Please write out each entry exactly as it appears.

──────── Records provided

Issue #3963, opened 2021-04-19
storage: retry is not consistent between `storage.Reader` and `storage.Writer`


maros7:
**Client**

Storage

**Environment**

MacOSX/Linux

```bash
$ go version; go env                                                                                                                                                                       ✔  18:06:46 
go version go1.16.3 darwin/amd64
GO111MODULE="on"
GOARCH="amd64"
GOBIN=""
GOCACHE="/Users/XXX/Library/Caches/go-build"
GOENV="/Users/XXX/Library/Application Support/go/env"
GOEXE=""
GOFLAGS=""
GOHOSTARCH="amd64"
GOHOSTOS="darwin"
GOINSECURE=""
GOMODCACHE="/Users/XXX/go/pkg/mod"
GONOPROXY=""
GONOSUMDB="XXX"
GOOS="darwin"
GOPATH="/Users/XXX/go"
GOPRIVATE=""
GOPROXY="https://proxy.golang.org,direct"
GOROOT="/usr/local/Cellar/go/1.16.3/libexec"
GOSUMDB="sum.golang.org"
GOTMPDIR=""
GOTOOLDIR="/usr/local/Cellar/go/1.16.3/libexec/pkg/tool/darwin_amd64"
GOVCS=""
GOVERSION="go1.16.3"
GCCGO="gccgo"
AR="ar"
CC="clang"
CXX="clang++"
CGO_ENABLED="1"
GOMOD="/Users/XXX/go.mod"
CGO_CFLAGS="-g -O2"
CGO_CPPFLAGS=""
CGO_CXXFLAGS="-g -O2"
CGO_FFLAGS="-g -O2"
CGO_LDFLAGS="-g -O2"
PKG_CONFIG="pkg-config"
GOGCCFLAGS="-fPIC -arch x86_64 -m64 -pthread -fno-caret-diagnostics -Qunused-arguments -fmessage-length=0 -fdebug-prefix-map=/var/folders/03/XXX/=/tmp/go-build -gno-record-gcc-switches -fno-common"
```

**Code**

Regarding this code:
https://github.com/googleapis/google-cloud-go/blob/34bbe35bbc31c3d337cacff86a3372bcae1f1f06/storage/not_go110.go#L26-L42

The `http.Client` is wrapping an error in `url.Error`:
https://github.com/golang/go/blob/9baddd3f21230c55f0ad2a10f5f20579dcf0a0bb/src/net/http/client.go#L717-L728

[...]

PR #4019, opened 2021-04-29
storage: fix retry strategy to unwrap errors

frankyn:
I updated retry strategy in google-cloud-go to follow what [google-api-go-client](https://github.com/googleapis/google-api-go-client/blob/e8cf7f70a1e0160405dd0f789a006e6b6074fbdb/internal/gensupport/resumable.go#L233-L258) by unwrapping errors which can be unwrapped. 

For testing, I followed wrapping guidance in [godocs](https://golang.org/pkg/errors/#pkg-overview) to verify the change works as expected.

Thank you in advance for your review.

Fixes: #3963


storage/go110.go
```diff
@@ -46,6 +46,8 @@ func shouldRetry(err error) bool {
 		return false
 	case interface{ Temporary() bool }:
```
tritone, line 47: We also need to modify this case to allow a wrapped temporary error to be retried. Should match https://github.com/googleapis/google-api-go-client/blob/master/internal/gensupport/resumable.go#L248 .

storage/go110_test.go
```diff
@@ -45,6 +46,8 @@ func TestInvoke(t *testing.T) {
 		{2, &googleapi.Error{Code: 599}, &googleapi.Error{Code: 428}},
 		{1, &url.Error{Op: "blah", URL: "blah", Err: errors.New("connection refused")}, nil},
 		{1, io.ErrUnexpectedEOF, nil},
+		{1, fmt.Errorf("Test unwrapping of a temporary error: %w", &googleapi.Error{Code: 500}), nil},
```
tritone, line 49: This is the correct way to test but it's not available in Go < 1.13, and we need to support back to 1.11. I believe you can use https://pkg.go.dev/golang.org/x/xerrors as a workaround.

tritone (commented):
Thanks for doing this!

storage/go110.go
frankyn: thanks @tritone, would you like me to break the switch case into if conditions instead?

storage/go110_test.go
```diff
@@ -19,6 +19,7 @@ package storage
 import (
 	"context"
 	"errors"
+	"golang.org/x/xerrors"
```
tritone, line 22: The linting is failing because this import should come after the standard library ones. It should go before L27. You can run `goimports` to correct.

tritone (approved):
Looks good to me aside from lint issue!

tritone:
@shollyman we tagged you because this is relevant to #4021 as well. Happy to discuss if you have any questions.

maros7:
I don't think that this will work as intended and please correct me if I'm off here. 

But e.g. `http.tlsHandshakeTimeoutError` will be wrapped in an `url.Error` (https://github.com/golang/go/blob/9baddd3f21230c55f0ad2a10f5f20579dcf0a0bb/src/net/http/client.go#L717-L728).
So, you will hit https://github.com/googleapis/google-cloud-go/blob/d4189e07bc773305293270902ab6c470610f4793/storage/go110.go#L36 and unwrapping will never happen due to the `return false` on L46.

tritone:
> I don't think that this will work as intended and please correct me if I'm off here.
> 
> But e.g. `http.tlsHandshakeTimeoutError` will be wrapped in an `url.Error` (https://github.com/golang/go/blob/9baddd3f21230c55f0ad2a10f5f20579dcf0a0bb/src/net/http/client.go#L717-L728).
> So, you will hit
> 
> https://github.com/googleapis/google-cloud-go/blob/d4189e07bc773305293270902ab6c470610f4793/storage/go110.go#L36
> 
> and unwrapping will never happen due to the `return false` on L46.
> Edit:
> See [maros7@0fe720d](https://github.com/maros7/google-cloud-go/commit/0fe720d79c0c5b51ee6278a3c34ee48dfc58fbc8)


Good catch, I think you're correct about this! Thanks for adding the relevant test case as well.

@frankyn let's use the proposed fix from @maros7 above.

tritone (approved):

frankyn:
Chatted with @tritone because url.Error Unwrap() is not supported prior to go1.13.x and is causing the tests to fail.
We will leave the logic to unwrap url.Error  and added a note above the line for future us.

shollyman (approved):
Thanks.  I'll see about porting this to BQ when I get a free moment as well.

────────────────

> Answer:
Issue #3963, opened 2021-04-19
storage: retry is not consistent between `storage.Reader` and `storage.Writer`


maros7:
**Client**

Storage

**Environment**

MacOSX/Linux

```bash
$ go version; go env                                                                                                                                                                       ✔  18:06:46 
go version go1.16.3 darwin/amd64
GO111MODULE="on"
GOARCH="amd64"
GOBIN=""
GOCACHE="/Users/XXX/Library/Caches/go-build"
GOENV="/Users/XXX/Library/Application Support/go/env"
GOEXE=""
GOFLAGS=""
GOHOSTARCH="amd64"
GOHOSTOS="darwin"
GOINSECURE=""
GOMODCACHE="/Users/XXX/go/pkg/mod"
GONOPROXY=""
GONOSUMDB="XXX"
GOOS="darwin"
GOPATH="/Users/XXX/go"
GOPRIVATE=""
GOPROXY="https://proxy.golang.org,direct"
GOROOT="/usr/local/Cellar/go/1.16.3/libexec"
GOSUMDB="sum.golang.org"
GOTMPDIR=""
GOTOOLDIR="/usr/local/Cellar/go/1.16.3/libexec/pkg/tool/darwin_amd64"
GOVCS=""
GOVERSION="go1.16.3"
GCCGO="gccgo"
AR="ar"
CC="clang"
CXX="clang++"
CGO_ENABLED="1"
GOMOD="/Users/XXX/go.mod"
CGO_CFLAGS="-g -O2"
CGO_CPPFLAGS=""
CGO_CXXFLAGS="-g -O2"
CGO_FFLAGS="-g -O2"
CGO_LDFLAGS="-g -O2"
PKG_CONFIG="pkg-config"
GOGCCFLAGS="-fPIC -arch x86_64 -m64 -pthread -fno-caret-diagnostics -Qunused-arguments -fmessage-length=0 -fdebug-prefix-map=/var/folders/03/XXX/=/tmp/go-build -gno-record-gcc-switches -fno-common"
```

**Code**

Regarding this code:
https://github.com/googleapis/google-cloud-go/blob/34bbe35bbc31c3d337cacff86a3372bcae1f1f06/storage/not_go110.go#L26-L42

The `http.Client` is wrapping an error in `url.Error`:
https://github.com/golang/go/blob/9baddd3f21230c55f0ad2a10f5f20579dcf0a0bb/src/net/http/client.go#L717-L728

[...]

PR #4019, opened 2021-04-29
storage: fix retry strategy to unwrap errors

frankyn:
I updated retry strategy in google-cloud-go to follow what [google-api-go-client](https://github.com/googleapis/google-api-go-client/blob/e8cf7f70a1e0160405dd0f789a006e6b6074fbdb/internal/gensupport/resumable.go#L233-L258) by unwrapping errors which can be unwrapped. 

For testing, I followed wrapping guidance in [godocs](https://golang.org/pkg/errors/#pkg-overview) to verify the change works as expected.

Thank you in advance for your review.

Fixes: #3963


storage/go110.go
```diff
@@ -46,6 +46,8 @@ func shouldRetry(err error) bool {
 		return false
 	case interface{ Temporary() bool }:
```
tritone, line 47: We also need to modify this case to allow a wrapped temporary error to be retried. Should match https://github.com/googleapis/google-api-go-client/blob/master/internal/gensupport/resumable.go#L248 .

storage/go110_test.go
```diff
@@ -45,6 +46,8 @@ func TestInvoke(t *testing.T) {
 		{2, &googleapi.Error{Code: 599}, &googleapi.Error{Code: 428}},
 		{1, &url.Error{Op: "blah", URL: "blah", Err: errors.New("connection refused")}, nil},
 		{1, io.ErrUnexpectedEOF, nil},
+		{1, fmt.Errorf("Test unwrapping of a temporary error: %w", &googleapi.Error{Code: 500}), nil},
```
tritone, line 49: This is the correct way to test but it's not available in Go < 1.13, and we need to support back to 1.11. I believe you can use https://pkg.go.dev/golang.org/x/xerrors as a workaround.

tritone (commented):
Thanks for doing this!

storage/go110.go
frankyn: thanks @tritone, would you like me to break the switch case into if conditions instead?

storage/go110_test.go
```diff
@@ -19,6 +19,7 @@ package storage
 import (
 	"context"
 	"errors"
+	"golang.org/x/xerrors"
```
tritone, line 22: The linting is failing because this import should come after the standard library ones. It should go before L27. You can run `goimports` to correct.

tritone (approved):
Looks good to me aside from lint issue!

tritone:
@shollyman we tagged you because this is relevant to #4021 as well. Happy to discuss if you have any questions.

maros7:
I don't think that this will work as intended and please correct me if I'm off here. 

But e.g. `http.tlsHandshakeTimeoutError` will be wrapped in an `url.Error` (https://github.com/golang/go/blob/9baddd3f21230c55f0ad2a10f5f20579dcf0a0bb/src/net/http/client.go#L717-L728).
So, you will hit https://github.com/googleapis/google-cloud-go/blob/d4189e07bc773305293270902ab6c470610f4793/storage/go110.go#L36 and unwrapping will never happen due to the `return false` on L46.

tritone:
> I don't think that this will work as intended and please correct me if I'm off here.
> 
> But e.g. `http.tlsHandshakeTimeoutError` will be wrapped in an `url.Error` (https://github.com/golang/go/blob/9baddd3f21230c55f0ad2a10f5f20579dcf0a0bb/src/net/http/client.go#L717-L728).
> So, you will hit
> 
> https://github.com/googleapis/google-cloud-go/blob/d4189e07bc773305293270902ab6c470610f4793/storage/go110.go#L36
> 
> and unwrapping will never happen due to the `return false` on L46.
> Edit:
> See [maros7@0fe720d](https://github.com/maros7/google-cloud-go/commit/0fe720d79c0c5b51ee6278a3c34ee48dfc58fbc8)


Good catch, I think you're correct about this! Thanks for adding the relevant test case as well.

@frankyn let's use the proposed fix from @maros7 above.

tritone (approved):

frankyn:
Chatted with @tritone because url.Error Unwrap() is not supported prior to go1.13.x and is causing the tests to fail.
We will leave the logic to unwrap url.Error  and added a note above the line for future us.

shollyman (approved):
Thanks.  I'll see about porting this to BQ when I get a free moment as well.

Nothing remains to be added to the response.